Exercise directions -> Every entry must be output exactly as it is written.

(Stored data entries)
PR #109, opened 2016-09-12
VariableScope object (and other performance improvements)

shamasis:
This PR does a lot of fine tuning to the SDK and adds a top-level VariableScope class to handle environments and globals.

The generic type of changes:
- performance improvements by using constants
- changes where undefined objects where being saved even when definition did not have them
- made the list indexing functions not hard-code the indexing property in list's functions

This PR is best reviewed at a commit level


lib/collection/variable-scope.js
```diff
@@ -0,0 +1,130 @@
...
+        var values;
+
+        // in case of empty definition simply create values and exit
+        if (!(definition && definition.values)) {
+            values = new VariableList(this);
+        }
+        // set the parent of the externally passed list to match the current
+        else if (VariableList.isVariableList(definition.values)) {
+            if (definition.values.__parent) { // cannot attach a list already part of another collection
+                throw new Error('collection: unable to set a variable-list that already belongs to another scope.');
```
czardoz: Can we clone and use it instead of throwing here?

lib/collection/variable-list.js
```diff
@@ -161,14 +219,16 @@ _.extend(VariableList, /** @lends VariableList */ {
...
+     * case senitivity
      */
     listify: function (items, parent) {
         // if item is plain object transform to array of objects
         _.isPlainObject(items) && (items = _.values(_.mapValues(items, function (value, key) {
-            return {
-                id: key,
-                value: value
-            };
+            var obj = { values: value };
```
czardoz: Earlier, we used to return an object something like this:
```
{ id: 'abc', value: 'def' }
```

With this change, we're now returning 
```
{ id: 'abc', values: 'def' }
```
I don't think this change is correct.

lib/collection/variable-list.js
```diff
@@ -180,19 +240,32 @@ _.extend(VariableList, /** @lends VariableList */ {
...
+                return item;
+            }
+
+            // if the item is a valid object, we use the entire object as a variable definition
+            // also works to handle array type definition along with object type definition
+            var obj = item;
+
+            // in case item is not a valid object, we create our own object + it handles object-type definition
+            if (!(_.isPlainObject(obj) && _.has(obj, 'value'))) {
+                obj = { value: item };
```
czardoz: This will result in an object like
```
{
  id: 'abc'
  value: {
    id: 'abc',
    value: 'def'
  }
}
```
Which does not seem correct...

lib/collection/variable-scope.js
```diff
@@ -0,0 +1,130 @@
...
+    /**
+     * Convert object to JSON using the base converter
+     * @private
+     * @param {Object} obj
+     * @returns {Object}
+     *
+     * @todo there are more than one instance of this function, maybe move to util or static to Property?
+     */
+    toJSON = function (obj) {
+        return PropertyBase.prototype.toJSON.call(obj);
```
czardoz: Why do we need to explicitly call `PropertyBase.prototype.toJSON`?

lib/collection/variable-list.js
shamasis: This is a bug. Apologies. addressing it

lib/collection/variable-list.js
shamasis: There is a negation in the if block. If the said input is not a plain object or does not have value property, what you mentioned is right.

shamasis: I am thinking of removing the has `value` check.

lib/collection/variable-scope.js
shamasis: I thought of it, but that would result in unexpected behaviour. Imagine you add a variable list by reference and unexpectedly, it has been cloned. This is a usage level edge-case but could have impact. I am cloning it for now and adding an `@note` in docs. okay?

lib/collection/variable-list.js
shamasis: Great great find @czardoz - one reason why I am so confident after you do PR. 😄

Answer to the exercise ->
PR #109, opened 2016-09-12
VariableScope object (and other performance improvements)

shamasis:
This PR does a lot of fine tuning to the SDK and adds a top-level VariableScope class to handle environments and globals.

The generic type of changes:
- performance improvements by using constants
- changes where undefined objects where being saved even when definition did not have them
- made the list indexing functions not hard-code the indexing property in list's functions

This PR is best reviewed at a commit level


lib/collection/variable-scope.js
```diff
@@ -0,0 +1,130 @@
...
+        var values;
+
+        // in case of empty definition simply create values and exit
+        if (!(definition && definition.values)) {
+            values = new VariableList(this);
+        }
+        // set the parent of the externally passed list to match the current
+        else if (VariableList.isVariableList(definition.values)) {
+            if (definition.values.__parent) { // cannot attach a list already part of another collection
+                throw new Error('collection: unable to set a variable-list that already belongs to another scope.');
```
czardoz: Can we clone and use it instead of throwing here?

lib/collection/variable-list.js
```diff
@@ -161,14 +219,16 @@ _.extend(VariableList, /** @lends VariableList */ {
...
+     * case senitivity
      */
     listify: function (items, parent) {
         // if item is plain object transform to array of objects
         _.isPlainObject(items) && (items = _.values(_.mapValues(items, function (value, key) {
-            return {
-                id: key,
-                value: value
-            };
+            var obj = { values: value };
```
czardoz: Earlier, we used to return an object something like this:
```
{ id: 'abc', value: 'def' }
```

With this change, we're now returning 
```
{ id: 'abc', values: 'def' }
```
I don't think this change is correct.

lib/collection/variable-list.js
```diff
@@ -180,19 +240,32 @@ _.extend(VariableList, /** @lends VariableList */ {
...
+                return item;
+            }
+
+            // if the item is a valid object, we use the entire object as a variable definition
+            // also works to handle array type definition along with object type definition
+            var obj = item;
+
+            // in case item is not a valid object, we create our own object + it handles object-type definition
+            if (!(_.isPlainObject(obj) && _.has(obj, 'value'))) {
+                obj = { value: item };
```
czardoz: This will result in an object like
```
{
  id: 'abc'
  value: {
    id: 'abc',
    value: 'def'
  }
}
```
Which does not seem correct...

lib/collection/variable-scope.js
```diff
@@ -0,0 +1,130 @@
...
+    /**
+     * Convert object to JSON using the base converter
+     * @private
+     * @param {Object} obj
+     * @returns {Object}
+     *
+     * @todo there are more than one instance of this function, maybe move to util or static to Property?
+     */
+    toJSON = function (obj) {
+        return PropertyBase.prototype.toJSON.call(obj);
```
czardoz: Why do we need to explicitly call `PropertyBase.prototype.toJSON`?

lib/collection/variable-list.js
shamasis: This is a bug. Apologies. addressing it

lib/collection/variable-list.js
shamasis: There is a negation in the if block. If the said input is not a plain object or does not have value property, what you mentioned is right.

shamasis: I am thinking of removing the has `value` check.

lib/collection/variable-scope.js
shamasis: I thought of it, but that would result in unexpected behaviour. Imagine you add a variable list by reference and unexpectedly, it has been cloned. This is a usage level edge-case but could have impact. I am cloning it for now and adding an `@note` in docs. okay?

lib/collection/variable-list.js
shamasis: Great great find @czardoz - one reason why I am so confident after you do PR. 😄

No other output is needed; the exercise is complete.